Lynis – Security Auditing Tool for Linux, MacOS, and Unix-Based Systems - cedricbonhomme
https://github.com/CISOfy/lynis
======
fizzbatter
On this note, i wonder if automated tools like this will become more
commonplace. I know next to knowing about security[1], but i'd love for there
to be some sort of self-updating simple service i can run that constantly
updates and checks my router, home servers, IoT devices, all ports, etc. for
known exploits.

Surely a lot of this stuff can be automated. The simpler the tool the better -
a single binary would be great. Is this a pipe dream?

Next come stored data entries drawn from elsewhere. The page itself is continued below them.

PR #272, opened 2016-11-21
Used saved game loading/saving when switching between editor and a game

kreatordxx:
When going to editor mode via Delete-E, save the game to _Players/gamesave.sge_ (_sge_ short for _saved game editor_). If switching back into the game via **File->Play in 320x200** without saving the level, load that saved game. The saved game can also be loaded back into the editor if the editor was subsequently launched another way (or the level was saved) with **File->Restore Game State**.

This is primarily to provide more continuity when switching between the game and the editor. The last set of changes to the editor made the player's stats reset to starting a new game when choosing **File->Play in 320x200** (as it was calling `StartNewGame`). This also maintains the game state more accurately, preserving weapon fire and various other info, as stored in the saved game file.

May also be useful for testing, especially for finding the object number of any given object, including temporary objects. (And cheating! ;) But not for multiplayer - editor mode is disallowed!!)

### DIFF
--- a/common/include/editor/editor.h
+++ b/common/include/editor/editor.h
@@ -155,6 +155,13 @@ struct editor_view
 	fix ev_zoom;				//zoom for this window
 };
 
+enum class editor_gamestate : uint8_t
+{
+	none,		// editing a level, not a gamestate
+	unsaved,	// just pressed delete-e from a game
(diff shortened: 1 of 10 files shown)


kreatordxx:
Thanks @vLKp!

PR #281, opened 2016-12-05
Call newmenu_free_background at exit

kreatordxx:
Suppresses '1 blocks were left allocated' warning at exit, which is an alert box on non-Linux builds.

Only applicable when built with `debug=1` or `memdebug=1`.

### DIFF
--- a/similar/main/inferno.cpp
+++ b/similar/main/inferno.cpp
@@ -502,6 +502,7 @@ static int main(int argc, char *argv[])
 	show_titles();
 
 	set_screen_mode(SCREEN_MENU);
+	atexit(newmenu_free_background);	// suppresses 'blocks were left allocated' warning at exit
 
 	con_printf( CON_DEBUG, "\nDoing gamedata_init..." );
 	gamedata_init();


vLKp:
NAK for several reasons.

1. `newmenu_free_background` is safe (but useless) to call multiple times, so it could be called directly instead of using an `atexit` hook.
1. The memory is not leaked; it is freed by a global destructor.  There is no need to explicitly free it in non-memdebug builds.
1. This is a bug in the memdebug code.  It incorrectly assumes that memory freed by global destructors is not freed, because memdebug runs the sweep code before global destructors run.  The ideal fix would be to run the memdebug sweep at the right time, but there is no standard-approved way of running code after all global destructors run.  The second-best fix would be never to rely on a global destructor to free allocated resources, but to instead store those resources at more narrow scope.

Does this patch work for you instead?  It avoids the use of `atexit` and only applies when memdebug is enabled.

```diff
--- a/similar/main/inferno.cpp
+++ b/similar/main/inferno.cpp
@@ -502,6 +502,16 @@ static int main(int argc, char *argv[])
 	show_titles();
 
 	set_screen_mode(SCREEN_MENU);
+#ifdef DEBUG_MEMORY_ALLOCATIONS
+	struct hack_free_global_backgrounds
+	{
+		~hack_free_global_backgrounds()
+		{
+			newmenu_free_background();
+		}
+	};
+	hack_free_global_backgrounds hack_free_global_background;
+#endif
 
 	con_printf( CON_DEBUG, "\nDoing gamedata_init..." );
 	gamedata_init();


```

kreatordxx:
Yes, that works fine.

I followed the steps recommended for finding abandoned memory and memory leaks using Apple's Instruments program (Allocations and Leaks tools). The number of blocks not freed according to memdebug remained stable (1 after just playing games and an extra 326 after loading the editor) no matter how many times I played a game or ran the editor before returning to the main menu. Memory usage increased by around 30-50 kB each time with no resolution switches but I assumed this was entirely in libraries after searching some of the reported variables (enormous list). Switching resolutions (to 800x600 and 1024x768 in one iteration) resulted in a whopping 20 MB of memory gain each time, I did a search on this and apparently [SDL is responsible](http://stackoverflow.com/questions/4917661/sdl-memory-leaks-detected-using-valgrind).

I know the memdebug code is a simplistic way of finding memory leaks and this isn't a real memory leak. I just wanted to suppress this warning. In terms of suppressing the warning, memdebug only checks blocks created with `mem_malloc` - not `new`. IMHO I think the memdebug code is worth keeping as a simple memory leak check. I plan to have all the editor memory blocks freed when the editor is closed, since this appears to be the intention of `close_editor`. This would also allow modification of the editor interface files without having to exit.

vLKp:
I pushed a change containing the patch I proposed above, along with a block comment explaining why it is guarded by a `#ifdef`.

kreatordxx:
Thanks! It still works.

vLKp:
I do not find `memdebug` to be useful.  I prefer dedicated tools that can handle global destructors properly.  However, since it is useful to you, we may as well fix the easy problems.  If you see any other reports from memdebug, even bogus ones like this, please fix them or report them, at your preference.

Issue #296, opened 2017-01-08
Crash when Demo Recording Runs Out of Disk Space


kreatordxx:
Steps to reproduce:
1. Create a small disk image (e.g. 5 MB or smaller) and load it
2. Rename 'demos' directory to 'demos2' (or something else) - this is in:
	Same directory as program for Windows
	(your home directory)/Library/Preferences/D?X Rebirth/ for Mac OS X
	(your home directory)/.d?x-rebirth/ for other *NIX
Where ? is the descent version number.
3. Create a symlink (*NIX - Mac OS X aliases won't work) or a shortcut (Windows) in the same place called 'demos', pointing to someplace in the disk image
4. Run D?X-Rebirth
5. Record a demo, playing until it runs out of disk space (took me about 10 minutes for 10 MB - can reduce available space by stuffing with other files to make it happen faster)

The warning dialog comes up saying your demo is probably corrupt, enter a filename and it either crashes (for release build) or fails an assert (for debug build).

I looked into this because there's a call to `newdemo_stop_playback()` in `newdemo_record_start_frame`, in a check for `nd_record_v_no_space`. `newdemo_stop_playback()` closes the game window, which I want to replace with returning `window_event_result::close` as per #227.

PR #297, opened 2017-01-08
Fix crash when ran out of disk space when writing demo

kreatordxx:
Check for `nd_record_v_no_space` in `_newdemo_write`. Fixes issue #296.

### DIFF
--- a/similar/main/newdemo.cpp
+++ b/similar/main/newdemo.cpp
@@ -317,13 +317,16 @@ static int _newdemo_write(const void *buffer, int elsize, int nelem )
 {
 	int num_written, total_size;
 
+	if (unlikely(nd_record_v_no_space))
+		return -1;
+
 	total_size = elsize * nelem;
 	nd_record_v_framebytes_written += total_size;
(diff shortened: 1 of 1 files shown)


similar/main/newdemo.cpp
```diff
@@ -317,13 +317,16 @@ static int _newdemo_write(const void *buffer, int elsize, int nelem )
...
+		return -1;
+
 	total_size = elsize * nelem;
 	nd_record_v_framebytes_written += total_size;
 	Newdemo_num_written += total_size;
 	Assert(outfile);
 	num_written = (PHYSFS_write)(outfile, buffer, elsize, nelem);
 
-	if (num_written == nelem && !nd_record_v_no_space)
+	if (likely(num_written == nelem && !nd_record_v_no_space))
```
vLKp: The addition of the test for `nd_record_v_no_space` above seems to make it unnecessary to retest it here.  This variable is local to `newdemo.cpp`, so it cannot be changed by a call to `PHYSFS_write` (but the compiler cannot know that).

Issue #280, opened 2016-12-04
Crash On Exit While Recording a Demo


Mako88:
Tested in D2 (didn't test D1), if you are recording a demo and then hit abort game the game will freeze (not crash). I sent a sigint and got a backtrace:

```
#0  0x00000000004b644c in std::__detail::_Mod_range_hashing::operator() (
    this=0x7fffffffc390, __den=23, __num=8)
    at /usr/include/c++/6.2.1/bits/hashtable_policy.h:446
#1  std::__detail::_Hash_code_base<unsigned short, std::pair<unsigned short const, render_state_t::per_segment_state_t>, std::__detail::_Select1st, std::hash<unsigned short>, std::__detail::_Mod_range_hashing, std::__detail::_Default_ranged_hash, false>::_M_bucket_index (this=0x7fffffffc390, __n=23, __c=8)
    at /usr/include/c++/6.2.1/bits/hashtable_policy.h:1171
#2  std::_Hashtable<unsigned short, std::pair<unsigned short const, render_state_t::per_segment_state_t>, std::allocator<std::pair<unsigned short const, render_state_t::per_segment_state_t> >, std::__detail::_Select1st, std::equal_to<unsigned short>, std::hash<unsigned short>, std::__detail::_Mod_range_hashing, std::__detail::_Default_ranged_hash, std::__detail::_Prime_rehash_policy, std::__detail::_Hashtable_traits<false, false, true> >::_M_bucket_index (
    this=0x7fffffffc390, __k=@0x7fffffff5a5a: 8, __c=8)
    at /usr/include/c++/6.2.1/bits/hashtable.h:623
#3  std::__detail::_Map_base<unsigned short, std::pair<unsigned short const, render_state_t::per_segment_state_t>, std::allocator<std::pair<unsigned short const, render_state_t::per_segment_state_t> >, std::__detail::_Select1st, std::equal_to<unsigned short>, std::hash<unsigned short>, std::__detail::_Mod_range_hashing, std::__detail::_Default_ranged_hash, std::__detail::_Prime_rehash_policy, std::__detail::_Hashtable_traits<false, false, true>, true>::operator[] (
    this=0x7fffffffc390, this@entry=0x7fffffffc398, __k=@0x7fffffff5a5a: 8)
---Type <return> to continue, or q <return> to quit---
    at /usr/include/c++/6.2.1/bits/hashtable_policy.h:590
[...]

Issue #227, opened 2016-09-27
Make dcx::window into a class and use C++ features


kreatordxx:
When I originally wrote the d_window struct and corresponding system it was in C, with the intention of making the different views/panes in DXX-Rebirth more object oriented (and IMO cleaner code). Due to the limitations of C this meant maintaining up to 3 pointers (d_window, UI_DIALOG and robot_dialog for example). The use of unique_ptr's makes this potentially even more complicated.  C++ adds features such as subclassing and polymorphism and I would be keen to make use of these features for dcx::window, in particular so that dcx::window is a subclass of grs_canvas; UI_DIALOG, newmenu and others are subclasses of dcx::window and the specific uses are further subclasses. The trigger for this is continuing issues with the editor, which I would like to work on further. That said I also like this sort of 'tidy up'.

I would do this in a separate branch, but I am posting this idea first before I start, to get some feedback.

vLKp:
This sounds plausible, but I am wary of using polymorphism for this.  Compilers implement it correctly, but it has a runtime cost (particularly with regard to branch prediction), so I am cautious about using it without a good reason, especially if it would be on a hot path.  What areas do you think would benefit from polymorphism relative to the current design?

kreatordxx:
The number one thing I would like to achieve is combine the data structures using inheritance, to reduce pointer and heap maintenance. This appears to be where the editor is tripping up currently. I would also like to do this to move some gadget access global variables in the editor (maybe more) into those data structures.

I was also thinking of making all the window manipulation/accessing functions in window.h into class methods (mainly to remove the `window_` prefix).

Another thing I was considering was adding virtual draw and event_handler methods to the window class, since I feel it makes the code cleaner than passing a function as a function parameter. If this causes an unacceptable performance hit then I will stick to the current system for this.

All of the above changes would affect the code broadly (everywhere a dcx::window and all inherited structs like newmenu are used), at least that was my intention.

kreatordxx:
Combining the data structures using inheritance would mean use of C++ constructors and destructors, rather than the explicitly defined and called creator and closing functions.

vLKp:
I think the performance hit would be minimal in areas where the code already uses function pointers.  Virtual function calls typically require one extra dereference, which should be quite cheap compared to the cost of a call by pointer.  Most compilers implement vtable handling such that these two generate roughly equivalent code:
```c++
struct A
{
	virtual void f();
};

struct B
{
	struct VTable {
[...]

PR #298, opened 2017-01-08
Remove calls to window_close(Game_wind)

kreatordxx:
Remove calls to `window_close(Game_wind)` as discussed in #227, replacing with returning `window_event_result::close` all the way back to `game_handler`.

There have been a number of issues picked up relating to these offending calls (e.g. #280), particularly within functions ultimately called by `game_handler`. This is an attempt to remove all such calls.

There are still three outstanding cases, but I thought I would get feedback first before going further.

### DIFF
--- a/similar/main/endlevel.cpp
+++ b/similar/main/endlevel.cpp
@@ -690,8 +690,7 @@ window_event_result do_endlevel_frame()
 					                    CT_NONE,MT_NONE,RT_NONE);
 
 					if (objnum == object_none) { //can't get object, so abort
-						result = std::max(stop_endlevel_sequence(), result);
-						return result;
+						return std::max(stop_endlevel_sequence(), result);
 					}
 
 					Viewer = endlevel_camera = objnum;
--- a/similar/main/endlevel.cpp
+++ b/similar/main/endlevel.cpp
@@ -281,9 +281,8 @@ vms_matrix surface_orient;
 static int endlevel_data_loaded;
 
 namespace dsx {
-void start_endlevel_sequence()
+window_event_result start_endlevel_sequence()
 {
-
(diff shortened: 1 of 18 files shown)


similar/main/endlevel.cpp
```diff
@@ -692,8 +690,8 @@ void do_endlevel_frame()
 					                    CT_NONE,MT_NONE,RT_NONE);
 
 					if (objnum == object_none) { //can't get object, so abort
-						stop_endlevel_sequence();
-						return;
+						result = std::max(stop_endlevel_sequence(), result);
```
vLKp: This could be done without writing to `result` first:
```c++
return std::max(stop_endlevel_sequence(), result);
```

similar/main/switch.cpp
```diff
@@ -293,21 +299,26 @@ int check_trigger_sub(object &plrobj, const trgnum_t trigger_num, int pnum,int s
...
+		if (trigger.flags & TRIGGER_EXIT)
+		{
+			result = start_endlevel_sequence();
+			if (result == window_event_result::handled)
+				result = window_event_result::ignored;	// call multi_send_trigger, or end game anyway
 		}
 
 		if (trigger.flags & TRIGGER_SECRET_EXIT) {
+			if (trigger.flags & TRIGGER_EXIT)
+				LevelError("Trigger %u is both a regular and secret exit! Not recommended", trigger_num);
```
vLKp: This will look a bit odd after string concatenation.  `LevelError` always appends to the text `"  Please report this to the level author, not to the Rebirth maintainers."`, so the bare `Not recommended` will be formatted oddly.  It might look better to say `  This is not a supported combination.` or `This combination is deprecated.`

PR #299, opened 2017-01-10
Remove remaining calls to window_close(Game_wind)

kreatordxx:
Remove calls to `window_close(Game_wind)` as discussed in #227, replacing with returning `window_event_result::close` all the way back to `game_handler`.

There have been a number of issues picked up relating to these offending calls (e.g. #280), particularly within functions ultimately called by `game_handler`.

This removes the three cases that were left. The somewhat contentious commit is the final one 0c5a000328058e18791aabc22d055cd27b6d2f61, as potentially a lot of code can be run between receiving a network event telling us to end the game and the game actually ending, possibly leading to unintended side effects. This is the change I was talking about in #227 @zicodxx.

### DIFF
--- a/similar/main/multi.cpp
+++ b/similar/main/multi.cpp
@@ -983,7 +983,7 @@ void multi_do_protocol_frame(int force, int listen)
 	}
 }
 
-void multi_do_frame(void)
+window_event_result multi_do_frame()
 {
 	static int lasttime=0;
 	static fix64 last_gmode_time = 0, last_inventory_time = 0, last_repo_time = 0;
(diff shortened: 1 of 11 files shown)


similar/main/multi.cpp
```diff
@@ -1041,12 +1041,7 @@ void multi_do_frame(void)
 
 	multi_do_protocol_frame(0, 1);
 
-	if (multi_quit_game)
-	{
-		multi_quit_game = 0;
-		if (Game_wind)
-			window_close(Game_wind);
-	}
+	return multi_quit_game ? window_event_result::close : window_event_result::handled;
```
vLKp: Previously, `multi_quit_game` was reset immediately.  Now, it is not.  Based on the commit message, I think you intended this change, so that `multi_quit_game` remains set until the new game clears it.  Is that correct?

kreatordxx: Yes, I intended this change. This is in case `multi_quit_game` is first caught other than in the call to `multi_do_frame()` in `GameProcessFrame()`.

kreatordxx:
I did a quick test with two instances of D2X-Rebirth and spotted issue #303, but this occurs before these changes. I didn't find any game usage differences before and after these changes, as intended.

PR #304, opened 2017-01-12
Fix Clang warnings

kreatordxx:
Fix three warnings when compiling using Clang (e.g. Apple's Clang).

### DIFF
--- a/similar/main/multi.cpp
+++ b/similar/main/multi.cpp
@@ -303,7 +303,7 @@ void powerup_cap_state::cap_secondary_ammo(powerup_type_t type, uint8_t &player_
 		return;
 	const auto capped = static_cast<uint8_t>(current_in_mine < maximum_allowed ? maximum_allowed - current_in_mine : 0);
 	player_ammo = capped;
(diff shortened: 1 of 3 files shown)


similar/main/multi.cpp
```diff
@@ -303,7 +303,7 @@ void powerup_cap_state::cap_secondary_ammo(powerup_type_t type, uint8_t &player_
 		return;
 	const auto capped = static_cast<uint8_t>(current_in_mine < maximum_allowed ? maximum_allowed - current_in_mine : 0);
 	player_ammo = capped;
-	con_printf(CON_VERBOSE, "Capping secondary %u due to powerup cap: current=%u max=%u was=%u now=%hu", idx, get_current(idx), get_max(idx), static_cast<unsigned>(current_on_player), capped);
+	con_printf(CON_VERBOSE, "Capping secondary %u due to powerup cap: current=%u max=%u was=%u now=%hc", idx, get_current(idx), get_max(idx), static_cast<unsigned>(current_on_player), capped);
```
vLKp: This is the wrong fix.  `%c` prints the supplied data as a character, not as a very short number.  For example, with your change, a `capped` value of 8 will try to render a tab character, rather than print the number 8.

The correct fix is either `%hhu` or, if that is not portable, to use `%u` and cast the supplied value to an `unsigned`.

PR #305, opened 2017-01-12
Fix Clang warnings

kreatordxx:
Fix 3 warnings when compiling with Clang, e.g. Apple's Clang.

### DIFF
--- a/common/arch/ogl/ogl_sync.cpp
+++ b/common/arch/ogl/ogl_sync.cpp
@@ -33,9 +33,9 @@ ogl_sync::~ogl_sync()
 		con_printf(CON_URGENT, "fence sync object was never destroyed!");
 }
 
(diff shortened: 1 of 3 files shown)


vLKp:
Do you normally build test Descent 1?  There is currently a warning in the gcc builds for Descent 1 due to a recent change in your `window_event_result` series.  I was a bit surprised to see that this series does not address that, since it is fatal in `-Werror` builds.  I fixed it just now in [Fix D1 build](/dxx-rebirth/dxx-rebirth/commit/5201218e20293472224df5dc59a99d41b4e43b72).

kreatordxx:
I was occasionally testing D1, I'll do it more often.

vLKp:
This looks good.  Merged.

PR #704, opened 2017-08-17
Heppy: METanalyzer, gainSwitch

mariadalfonso:


PhysicsTools/Heppy/python/analyzers/objects/METAnalyzer.py
```diff
@@ -66,9 +66,37 @@ def makeTkMETs(self, event):
...
+        doPuppiloose=getattr(self.cfg_ana,"includeTkMetPuppiPVLoose",True)
+        doPuppiPVUsedInFit=getattr(self.cfg_ana,"includeTkMetPuppiPVUsedInFit",True)
+        doPuppiNoPV=getattr(self.cfg_ana,"includeTkMetPuppiNoPV",True)
+        doPuppiUsedInFitTight=getattr(self.cfg_ana,"includeTkMetPuppiUsedInFitTight",True)
+        doPuppiUsedInFitLoose=getattr(self.cfg_ana,"includeTkMetPuppiUsedInFitLoose",True)
+        doPuppiCompatibilityDz=getattr(self.cfg_ana,"includeTkMetPuppiCompatibilityDz",True)
+        doPuppiCompatibilityBTag=getattr(self.cfg_ana,"includeTkMetPuppiCompatibilityBTag",True)
+        doPuppiNotReconstructedPrimary=getattr(self.cfg_ana,"includeTkMetPuppiNotReconstructedPrimary",True)
+        doPuppiOtherDeltaZ=getattr(self.cfg_ana,"includeTkMetPuppiOtherDeltaZ",True)
+
```
gpetruc: Some of these are also in the default config.
Also, the default config is false, but the default in the code is true.
I would leave the default to false also in the code, as I think they're mostly for MET commissioning, the average user won't want to run all them, right?

PhysicsTools/Heppy/python/analyzers/objects/autophobj.py
```diff
@@ -53,6 +53,8 @@
...
     NTupleVariable("eleCutIdCSA14_50ns_v1",     lambda x : (1*x.electronID("POG_Cuts_ID_CSA14_50ns_v1_Veto") + 1*x.electronID("POG_Cuts_ID_CSA14_50ns_v1_Loose") + 1*x.electronID("POG_Cuts_ID_CSA14_50ns_v1_Medium") + 1*x.electronID("POG_Cuts_ID_CSA14_50ns_v1_Tight")) if abs(x.pdgId()) == 11 else -1, int, help="Electron cut-based id (POG CSA14_50ns_v1): 0=none, 1=veto, 2=loose, 3=medium, 4=tight"),
     NTupleVariable("eleCutIdSpring15_25ns_v1",     lambda x : (1*x.electronID("cutBasedElectronID-Spring15-25ns-V1-standalone-veto") + 1*x.electronID("cutBasedElectronID-Spring15-25ns-V1-standalone-loose") + 1*x.electronID("cutBasedElectronID-Spring15-25ns-V1-standalone-medium") + 1*x.electronID("cutBasedElectronID-Spring15-25ns-V1-standalone-tight")) if abs(x.pdgId()) == 11 and x.isElectronIDAvailable("cutBasedElectronID-Spring15-25ns-V1-standalone-veto") else -1, int, help="Electron cut-based id (POG Spring15_25ns_v1): 0=none, 1=veto, 2=loose, 3=medium, 4=tight"),
+    # more on electron
+    NTupleVariable("hasGainSwitchFlag",   lambda x : x.userInt("hasGainSwitchFlag") if hasattr(x,'hasGainSwitchFlag') and abs(x.pdgId()) == 11 else -1, int, help="photon has gain switched"),
```
gpetruc: it should be `if x.hasUserFloat('...')`, not `if hasattr(x, '...')`

PhysicsTools/Heppy/python/analyzers/objects/autophobj.py
```diff
@@ -180,6 +182,7 @@
     NTupleVariable("relIso", lambda x : x.ftprRelIso03 if hasattr(x,'ftprRelIso03') else x.relIso, float, help="relativeIsolation for photons with footprint removal and pile-up correction"),
     NTupleVariable("mcMatchId",  lambda x : getattr(x, 'mcMatchId', -99), int, mcOnly=True, help="Match to source from hard scatter (pdgId of heaviest particle in chain, 25 for H, 6 for t, 23/24 for W/Z), zero if non-prompt or fake"),
     NTupleVariable("mcPt",   lambda x : x.mcGamma.pt() if getattr(x,"mcGamma",None) else 0., mcOnly=True, help="p_{T} of associated gen photon"),
+    NTupleVariable("hasGainSwitchFlag", lambda x: x.userInt("hasGainSwitchFlag") if hasattr(x,'hasGainSwitchFlag') else -1, int, help="photon has gain switched"),
```
gpetruc: as above

PhysicsTools/Heppy/python/analyzers/objects/METAnalyzer.py
```diff
@@ -85,23 +113,70 @@ def makeTkMETs(self, event):
...
+                if doPVUsedInFit and pvflag== 3:
+                    chargedPVUsedInFit.append(pxy)
+
+                #adding pvAssociationQuality stuff
+                pvAssflag = pfcand.pvAssociationQuality()
+
+                if doUsedInFitTight and pvAssflag == 7 :
+                    chargedUsedInFitTight.append(pxy)
+
+                if doUsedInFitLoose and pvAssflag == 6 :
```
gpetruc: wouldn't it make more sense to do it with `>=` instead of `==` ?
also, shouldn't you also check `pfRef.key()` ? the association quality only tells you how well it's associated to its PV, it doesn't tell you whether it's PV[0] or another one.

gpetruc (changes requested):

mariadalfonso:
@gpetruc fixed the METanalyze and the useInt

gpetruc (approved):

PR #705, opened 2017-08-25
Use precise spring16 electron raw MVA values instead of the rounded ones given in the twiki

jheikkil:
Update the spring16 electron raw MVA values to correspond the ones given here: https://github.com/ikrav/cmssw/blob/egm_id_80X_v2/RecoEgamma/ElectronIdentification/python/Identification/mvaElectronID_Spring16_GeneralPurpose_V1_cff.py#L48-L63

The values given in the egamma pog twiki are rounded. This can cause issues e.g. when synchronizing.
See also: https://github.com/CERN-PH-CMG/cmg-cmssw/pull/690#issuecomment-320628496

### DIFF
--- a/PhysicsTools/Heppy/python/physicsobjects/Electron.py
+++ b/PhysicsTools/Heppy/python/physicsobjects/Electron.py
@@ -70,8 +70,8 @@ class Electron( Lepton ):
             'dxy' : abs(self.dxy()),
             'dz' : abs(self.dz()),
             'chi2' : self.normalizedGsfChi2(),
-            'ECALPFIsoEA' : self.hltPFIso('ECALPFIsoEA')/self.pt(),
-            'HCALPFIsoEA' : self.hltPFIso('HCALPFIsoEA')/self.pt(),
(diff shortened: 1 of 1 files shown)


PhysicsTools/Heppy/python/physicsobjects/Electron.py
```diff
@@ -70,8 +70,8 @@ def cutBasedId(self, wp, showerShapes="auto"):
             'dxy' : abs(self.dxy()),
             'dz' : abs(self.dz()),
             'chi2' : self.normalizedGsfChi2(),
-            'ECALPFIsoEA' : self.hltPFIso('ECALPFIsoEA')/self.pt(),
-            'HCALPFIsoEA' : self.hltPFIso('HCALPFIsoEA')/self.pt(),
+            'ECALPFIsoEA' : self.hltPFIso('ECALPFIsoEA')/self.pt() if self.rhoHLT != None in wp else None,
+            'HCALPFIsoEA' : self.hltPFIso('HCALPFIsoEA')/self.pt() if self.rhoHLT != None in wp else None,
```
gpetruc: I think it should it be ` if "HLT" in wp else None`

gpetruc (changes requested):

gpetruc (approved):

PR #706, opened 2017-10-03
Addition of annealus lepton isolations

mmarionncern:
Compute the annealus isolations for each lepton.

### DIFF
--- a/PhysicsTools/Heppy/python/analyzers/objects/LeptonAnalyzer.py
+++ b/PhysicsTools/Heppy/python/analyzers/objects/LeptonAnalyzer.py
@@ -200,6 +200,7 @@ class LeptonAnalyzer( Analyzer ):
         if self.doIsoAnnulus:
             for lep in event.inclusiveLeptons:
                 self.attachIsoAnnulus04(lep)
+                self.attachIsoAnnealusMiniIso(lep)
 
         if self.doIsolationScan:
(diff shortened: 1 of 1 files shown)


PhysicsTools/Heppy/python/analyzers/objects/LeptonAnalyzer.py
```diff
@@ -200,6 +200,7 @@ def makeLeptons(self, event):
         if self.doIsoAnnulus:
             for lep in event.inclusiveLeptons:
                 self.attachIsoAnnulus04(lep)
+                self.attachIsoAnnealusMiniIso(lep)
```
gpetruc, line 203: why one is Annulus and the other Annealus?
could we use just one spelling, whatever is more correct

gpetruc (approved):
looks ok to me for the rest

gpetruc:
@mmarionncern does this need to be forward-ported to 94X?

PhysicsTools/Heppy/python/analyzers/objects/LeptonAnalyzer.py
mmarionncern: Yes, going to correct that asap in the different releases

mmarionncern:
@gpetruc yes, it would be good to have it as well in 94X

PR #707, opened 2017-11-29
WIP: adding extra variables for W mass analysis

pfs:
I have made some changes in this analyzer, in the context of the W mass analysis.
If I haven't overlooked anything in principle they shouldn't break anything wrt to the previous version, but i also didn't test thoroughly.  If there are some test cases i would be happy to try them out.


gpetruc:
Hi,
This doesn't merge anymore after merging #704 
Can you have a look?

pfs:
No problem. I'll cancel this one and make a new PR as i there were some more changes in between as well

PR #710, opened 2017-12-18
Heppy 80x wptdev

pfs:
This supersedes #707 and merges with the changes introduced by @mariadalfonso in #704 
@emanueledimarco @mdunser follow this as well


gpetruc:
Looks ok to me. Is there anybody outside of WMass that is using the track quantities that wants to check if this PR affects their code?
If I get no reply, I'll merge it on thursday afternoon on all branches (80X, 92X, 94X)

PR #713, opened 2018-01-12
Condor submission

shane-breeze:
See https://github.com/CERN-PH-CMG/cmgtools-lite/pull/206


gpetruc:
At cern the condor system has access to afs, so we may go without the tarring and transferring of the inputs (OTOH we know that the current system reading from AFS is a bit hard on the servers when submitting thousands of jobs, so perhaps transferring the inputs via condor may be good anyway)

PR #727, opened 2018-03-29
Minor fix to 2017 electron MVA evaluation, plus add relevant E/Gamma code

steggema:
The E/Gamma developments are also merged into CMSSW (https://github.com/cms-sw/cmssw/pull/21838/ master,  https://github.com/cms-sw/cmssw/pull/22303 CMSSW_9_4_MAOD_X), but I'm not sure they'll get into central CMSSW_9_4_X, so it probably makes sense to merge them directly.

 _edit_ : I feel like part of the problem would be shipping all the exploits.
Legal matters aside, it would at the very least mean having to code exploits
for thousands/millions of things. Though, perhaps a pluggable/linkable
framework for this security could be a sort of proof of work. Ie, whitehats
could publish the exploits by writing the plugin.

 _edit2_ : I'm aware that this tool is _sort_ of what i'm talking about, but
this mainly focuses on a single unix machine, right? Nor does it support
windows. I wonder why we can't just make this ultimately simple? Ie, single
binary?

[1]: Well, i know enough to know how little i know.. which is nearly nothing
heh.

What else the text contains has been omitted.